Stored items
>>>
PR #6071, opened 2026-01-29
fix(authorize): sync_querier can have an inconsistent state 

alexandreLamarre:
## Summary

In the authorize service the sync_querier can have an inconsistent state, which leads it to thinking it can serve records, when it in fact, cannot.

This issue can manifest itself as an infinite redirect loop after authentication with Pomerium.

## Related issues

Part of [ENG-2657](https://linear.app/pomerium/issue/ENG-2657/core-infinite-redirect-loop-after-switching-databroker-backend)

## User Explanation

fixed a rare race condition where pomerium would sometimes redirect infinitely after login

## Checklist

- [X] updated unit tests
- [X] ready for review

### DIFF
--- a/pkg/grpc/databroker/syncer.go
+++ b/pkg/grpc/databroker/syncer.go
@@ -29,6 +29,9 @@ type SyncerOption func(cfg *syncerConfig)
 
 func getSyncerConfig(options ...SyncerOption) *syncerConfig {
 	cfg := new(syncerConfig)
+	bo := backoff.NewExponentialBackOff()
+	bo.MaxElapsedTime = 0
+	cfg.BackOff = bo
 	WithSyncerTracerProvider(noop.NewTracerProvider())(cfg)
 	for _, option := range options {
 		option(cfg)
@@ -96,11 +99,6 @@ func NewSyncer(ctx context.Context, id string, handler SyncerHandler, options ..
 	closeCtx, closeCtxCancel := context.WithCancel(context.WithoutCancel(ctx))
 
 	cfg := getSyncerConfig(options...)
-	if cfg.BackOff == nil {
-		bo := backoff.NewExponentialBackOff()
-		bo.MaxElapsedTime = 0
-		cfg.BackOff = bo
-	}
 
 	if DebugUseFasterBackoff.Load() {
 		bo := backoff.NewExponentialBackOff(


pkg/storage/querier_sync_test.go
alexandreLamarre, line 1: These tests aren't completely exhaustive (and I can always omit them and the mockgen stuff from this PR), but will be useful as a starting point in a potential follow up PR where we refactor the querier_sync.go to use the databroker.SyncerHandler

authorize/state.go
alexandreLamarre, line 1: @calebdoxsey I think when we were looking at this file, it looked like the logic was wrong here w.r. to the maps not being cleared, but upon closer inspection they are...

I took the liberty of trying to make the logic more readable here.

pkg/grpc/databroker/syncer.go
```diff
@@ -89,22 +95,26 @@ var DebugUseFasterBackoff atomic.Bool
 func NewSyncer(ctx context.Context, id string, handler SyncerHandler, options ...SyncerOption) *Syncer {
 	closeCtx, closeCtxCancel := context.WithCancel(context.WithoutCancel(ctx))
 
-	var bo *backoff.ExponentialBackOff
+	cfg := getSyncerConfig(options...)
+	if cfg.BackOff == nil {
+		bo := backoff.NewExponentialBackOff()
+		bo.MaxElapsedTime = 0
+		cfg.BackOff = bo
+	}
```
calebdoxsey: I think this logic might be better put in the `getSyncConfig` function itself. Like:

```
	cfg := new(syncerConfig)
    bo := backoff.NewExponentialBackOff()
    bo.MaxElapsedTime = 0
    WithBackoff(bo)(cfg)
	WithSyncerTracerProvider(noop.NewTracerProvider())(cfg)
	for _, option := range options {
		option(cfg)
	}
	return cfg
```

pkg/grpc/databroker/syncer.go
```diff
@@ -89,22 +95,26 @@ var DebugUseFasterBackoff atomic.Bool
...
+		bo := backoff.NewExponentialBackOff(
 			backoff.WithInitialInterval(10*time.Millisecond),
 			backoff.WithMultiplier(1.0),
 			backoff.WithMaxElapsedTime(100*time.Millisecond),
 		)
 		bo.MaxElapsedTime = 0
-	} else {
-		bo = backoff.NewExponentialBackOff()
-		bo.MaxElapsedTime = 0
+		cfg.BackOff = bo
```
calebdoxsey, line 110: And maybe `DebugUseFasterBackoff` isn't needed anymore? Because the option can be passed explicitly?

alexandreLamarre: Yeah I think I tried to unpack removing this, but it's set by the testenv so that it's passed to every syncer that runs within the testenv which I remember being not so obvious to change.

Let me take another look

alexandreLamarre: I can't really come up with a good way to remove this without injecting that behavior in other constructors, or injecting a global default backoff that is then passed to all pomerium components where each constructor would inherit that default, both of which seem worse than the flag?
<<<
» **PROBLEM STATEMENT**
The lines above from the one containing "SyncerOption func(cfg *syncerConfig)" through the one containing "authorize/state.go" are to be set down exactly, and no others.

» **FINISHED EXERCISE**
@@ -29,6 +29,9 @@ type SyncerOption func(cfg *syncerConfig)
 
 func getSyncerConfig(options ...SyncerOption) *syncerConfig {
 	cfg := new(syncerConfig)
+	bo := backoff.NewExponentialBackOff()
+	bo.MaxElapsedTime = 0
+	cfg.BackOff = bo
 	WithSyncerTracerProvider(noop.NewTracerProvider())(cfg)
 	for _, option := range options {
 		option(cfg)
@@ -96,11 +99,6 @@ func NewSyncer(ctx context.Context, id string, handler SyncerHandler, options ..
 	closeCtx, closeCtxCancel := context.WithCancel(context.WithoutCancel(ctx))
 
 	cfg := getSyncerConfig(options...)
-	if cfg.BackOff == nil {
-		bo := backoff.NewExponentialBackOff()
-		bo.MaxElapsedTime = 0
-		cfg.BackOff = bo
-	}
 
 	if DebugUseFasterBackoff.Load() {
 		bo := backoff.NewExponentialBackOff(


pkg/storage/querier_sync_test.go
alexandreLamarre, line 1: These tests aren't completely exhaustive (and I can always omit them and the mockgen stuff from this PR), but will be useful as a starting point in a potential follow up PR where we refactor the querier_sync.go to use the databroker.SyncerHandler

authorize/state.go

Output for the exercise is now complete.